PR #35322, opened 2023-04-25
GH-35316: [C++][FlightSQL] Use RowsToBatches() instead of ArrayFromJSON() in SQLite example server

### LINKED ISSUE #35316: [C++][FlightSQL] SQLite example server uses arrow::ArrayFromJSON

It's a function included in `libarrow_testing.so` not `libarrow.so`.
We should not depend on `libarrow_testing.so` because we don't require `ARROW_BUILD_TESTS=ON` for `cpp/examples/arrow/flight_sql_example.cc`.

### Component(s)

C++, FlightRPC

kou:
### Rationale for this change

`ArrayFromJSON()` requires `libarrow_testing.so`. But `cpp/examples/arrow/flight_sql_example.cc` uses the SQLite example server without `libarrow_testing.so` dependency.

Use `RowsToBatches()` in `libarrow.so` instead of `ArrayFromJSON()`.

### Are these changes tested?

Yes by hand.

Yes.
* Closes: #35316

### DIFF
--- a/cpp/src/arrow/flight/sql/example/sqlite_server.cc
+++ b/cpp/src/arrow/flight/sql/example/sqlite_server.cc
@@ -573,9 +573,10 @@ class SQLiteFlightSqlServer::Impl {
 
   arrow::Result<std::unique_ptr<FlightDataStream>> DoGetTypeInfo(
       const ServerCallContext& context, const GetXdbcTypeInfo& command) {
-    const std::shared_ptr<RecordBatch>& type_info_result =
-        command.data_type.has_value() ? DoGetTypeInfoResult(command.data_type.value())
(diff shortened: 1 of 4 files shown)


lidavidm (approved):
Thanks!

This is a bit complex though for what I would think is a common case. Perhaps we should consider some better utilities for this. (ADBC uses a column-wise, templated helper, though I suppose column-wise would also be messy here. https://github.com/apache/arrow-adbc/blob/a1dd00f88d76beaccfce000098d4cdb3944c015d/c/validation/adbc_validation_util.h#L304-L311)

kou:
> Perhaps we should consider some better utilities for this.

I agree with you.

- Exercise details -
Return only those lines that run from the one containing "const ServerCallContext& context, const" through the end of the entries, keeping each exactly as written.

- The completed task -
       const ServerCallContext& context, const GetXdbcTypeInfo& command) {
-    const std::shared_ptr<RecordBatch>& type_info_result =
-        command.data_type.has_value() ? DoGetTypeInfoResult(command.data_type.value())
(diff shortened: 1 of 4 files shown)


lidavidm (approved):
Thanks!

This is a bit complex though for what I would think is a common case. Perhaps we should consider some better utilities for this. (ADBC uses a column-wise, templated helper, though I suppose column-wise would also be messy here. https://github.com/apache/arrow-adbc/blob/a1dd00f88d76beaccfce000098d4cdb3944c015d/c/validation/adbc_validation_util.h#L304-L311)

kou:
> Perhaps we should consider some better utilities for this.

I agree with you.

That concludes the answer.